Terimah kasih atas kunjungan saudara ke blog saya ini, mudah-mudah bermanfaat. Jazakumullah khairan katsiran

Jumat, 24 Februari 2012

BAB VIII ALIRAN-ALIRAN DALAM ILMU AKIDAH II

Mu’tazilah

Mu’tazilah lahir pada abad ke 2 H dengan Tokoh utamanya Washil bin Atha’. Pokok-pokok ajaran Mu’tazilah. Ada 5 prinsip ajaran Mu’tazilah yang dirumuskan oleh Tokoh besar aliran ini, Abu Huzail Al-Hallaf :

1. Al-Tauhid (keesaan Tuhan )
2. Al-Adl ( keadilan-keadilan )
3. Al-Wa’du wal Wa’id ( janji dan ancaman )
4. Al-Manzilah bain al- Manzilatain
5. Amar Ma’ruf nahi Munkar.

Tokoh-tokoh Mu’tazilah, Washil bin Atha’, Abu Hudzail Al-Hallaf, Al-Nazzam, Al-Jubb’ai.

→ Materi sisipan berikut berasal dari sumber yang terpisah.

PR #770, opened 2026-05-04
Replace SCP with SFTP for agent file deployment

diegolovison:
Problem:
The original problem was: ClusterTestCase.startClusteredBenchmarkTest() was failing with java.io.EOFException: readAck - EOF before ACK when deploying agents with 102 JAR files each. The SSH server was closing connections after ~100 SCP file transfers.

Fix: Replace SCP with SFTP for agent file deployment

### DIFF
--- a/clustering/src/main/java/io/hyperfoil/deploy/ssh/SshDeployedAgent.java
+++ b/clustering/src/main/java/io/hyperfoil/deploy/ssh/SshDeployedAgent.java
@@ -2,8 +2,10 @@ package io.hyperfoil.deploy.ssh;
 
 import java.io.BufferedReader;
 import java.io.File;
+import java.io.FileInputStream;
 import java.io.FileOutputStream;
 import java.io.IOException;
+import java.io.InputStream;
 import java.io.InputStreamReader;
 import java.io.OutputStream;
 import java.io.PrintStream;
@@ -23,8 +25,6 @@ import org.apache.sshd.common.io.IoOutputStream;
 import org.apache.sshd.common.io.IoReadFuture;
 import org.apache.sshd.common.util.buffer.ByteArrayBuffer;
 import org.apache.sshd.common.util.io.output.NullOutputStream;
-import org.apache.sshd.scp.client.ScpClient;
-import org.apache.sshd.scp.client.ScpClientCreator;
 import org.apache.sshd.sftp.client.SftpClient;
 import org.apache.sshd.sftp.client.SftpClientFactory;
 
@@ -56,7 +56,7 @@ public class SshDeployedAgent implements DeployedAgent {
    private ClientSession session;
    private ChannelShell shellChannel;
    private Consumer<Throwable> exceptionHandler;
-   private ScpClient scpClient;
+   private SftpClient sftpClient;
    private PrintStream commandStream;
 
    public SshDeployedAgent(String name, String runId, String username, String hostname, String sshKey, int port, String dir,
@@ -79,6 +79,13 @@ public class SshDeployedAgent implements DeployedAgent {
          commandStream.close();
       }
       try {
+         if (sftpClient != null) {
+            sftpClient.close();
+         }
+      } catch (IOException e) {
+         log.error("Failed closing SFTP client", e);
+      }
+      try {
          if (shellChannel != null) {
             shellChannel.close();
          }
@@ -96,7 +103,13 @@ public class SshDeployedAgent implements DeployedAgent {
       this.session = session;
       this.exceptionHandler = exceptionHandler;
 
-      this.scpClient = ScpClientCreator.instance().createScpClient(session);
+      // Create SFTP client with the session - SFTP is more efficient for multiple file transfers
+      try {
+         this.sftpClient = SftpClientFactory.instance().createSftpClient(session);
+      } catch (IOException e) {
+         exceptionHandler.accept(new DeploymentException("Failed to create SFTP client", e));
+         return;
+      }
 
       try {
          this.shellChannel = session.createShellChannel();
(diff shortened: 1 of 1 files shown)


diegolovison:
@stalep @franz1981 the only way to fix the issue on my machine was to change to SFTP. That, imho, is the right way to transfer files.

franz1981:
But which version introduced this bug and why?

diegolovison:
It is something with my computer. Then, using the proper method (SFTP) fixed it for me.
I think this is how it should be since the beginning.

clustering/src/main/java/io/hyperfoil/deploy/ssh/SshDeployedAgent.java
```diff
@@ -231,6 +259,17 @@ public void close() throws IOException {
                   "Agent process terminated prematurely. Hint: type 'log " + name + "' to see agent output.")));
    }
 
+   private void uploadViaSftp(String localPath, String remotePath) throws IOException {
+      try (InputStream in = new FileInputStream(localPath);
+            OutputStream out = sftpClient.write(remotePath)) {
+         byte[] buffer = new byte[8192];
```
franz1981, line 270: This doesn't look great. how scp does it right now?

franz1981 (changes requested):

clustering/src/main/java/io/hyperfoil/deploy/ssh/SshDeployedAgent.java
```diff
@@ -96,7 +103,13 @@ public void deploy(ClientSession session, Consumer<Throwable> exceptionHandler)
...
       this.exceptionHandler = exceptionHandler;
 
-      this.scpClient = ScpClientCreator.instance().createScpClient(session);
+      // Create SFTP client with the session - SFTP is more efficient for multiple file transfers
+      try {
+         this.sftpClient = SftpClientFactory.instance().createSftpClient(session);
+      } catch (IOException e) {
+         exceptionHandler.accept(new DeploymentException("Failed to create SFTP client", e));
+         return;
+      }
```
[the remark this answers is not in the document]
diegolovison: Done

clustering/src/main/java/io/hyperfoil/deploy/ssh/SshDeployedAgent.java
diegolovison: The current SFTP implementation uses a standard 8KB buffer with try-with-resources for proper cleanup. 

Are you concerned about:
1. Performance (buffer size, transfer speed)?
2. Resource management (connection handling)?
3. Error handling?

I can adjust the implementation based on your feedback.

diegolovison:
@franz1981 anything else?

clustering/src/main/java/io/hyperfoil/deploy/ssh/SshDeployedAgent.java
franz1981: What the existing SCP impl was doing instead? 
What are the pros/cons between the twos if there is lot to be exchange over the wire?

diegolovison: See the comparison. The test is attached to this message.

```
=== SCP vs SFTP Performance Comparison ===
Host: dlovison@localhost:22
Remote directory: /tmp/hyperfoil-ssh-test
Seed: 42

--- Testing with 1 file(s) ---
Total size: 0.51 MB
SCP:     304 ms (1.67 MB/s)
SFTP:     16 ms (31.72 MB/s)
SFTP is 94.7% faster than SCP

--- Testing with 10 file(s) ---
Total size: 5.96 MB
SCP:    2793 ms (2.13 MB/s)
SFTP:     44 ms (135.52 MB/s)
SFTP is 98.4% faster than SCP

--- Testing with 100 file(s) ---
Total size: 49.15 MB
SCP:   29255 ms (1.68 MB/s)
SFTP:    349 ms (140.82 MB/s)
SFTP is 98.8% faster than SCP

--- Testing with 1000 file(s) ---
Total size: 495.83 MB
SCP:  363706 ms (1.36 MB/s)
SFTP:   4894 ms (101.31 MB/s)
SFTP is 98.7% faster than SCP
```
[ScpVsSftpPerformanceTest.java](https://github.com/user-attachments/files/27489034/ScpVsSftpPerformanceTest.java)

diegolovison: **SCP**
Pros:
- Preserves file attributes automatically

Cons:
- Less efficient for multiple files - creates new connection/channel per transfer
- Higher protocol overhead
- No connection reuse between transfers
- More resource intensive for batch operations

**SFTP**
Pros:
- Much more efficient for multiple files - reuses single persistent connection
- Lower protocol overhead per file
- Better performance for batch transfers (as noted in code comment: "SFTP is more efficient for multiple file transfers")
- More control over transfer process
- Better suited for modern SSH implementations

Cons:
- Doesn't preserve file attributes by default
- Requires explicit resource management

franz1981: why it is faster? did you profiled it? 

And..it is the hyperfoil same code? or a separate test?

diegolovison: Yeah. The test has the same code that Hyperfoil had/have.
Profiled using time elapsed the discrepancy is huge >90%

diegolovison: image
The code is attached to the comment

franz1981: My point is to find what was the problem with scp because maybe that can fix your case too

diegolovison:
Closed in favor https://github.com/Hyperfoil/Hyperfoil/pull/778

Secara harfiayah kata Mu’tazilah berasal dari kata i’tazala yang berarti berpisah atau memisahkan diri, yang berarti juga menjauh atau menjauhkan diri. Secara teknis, Mu’tazilah menunjuk pada dua golongan1, yaitu :

Golongan pertama, muncul sebagai respon politik, yaitu bersifat lunak dalam menyikapi pertentangan antara Ali dan lawan-lawannya. Menurut Abdul Rozak, golongan inilah yang pertama-tama disebut Mu’tazilah karena mereka menjaukan diri dari pertikaian masalah Imamah.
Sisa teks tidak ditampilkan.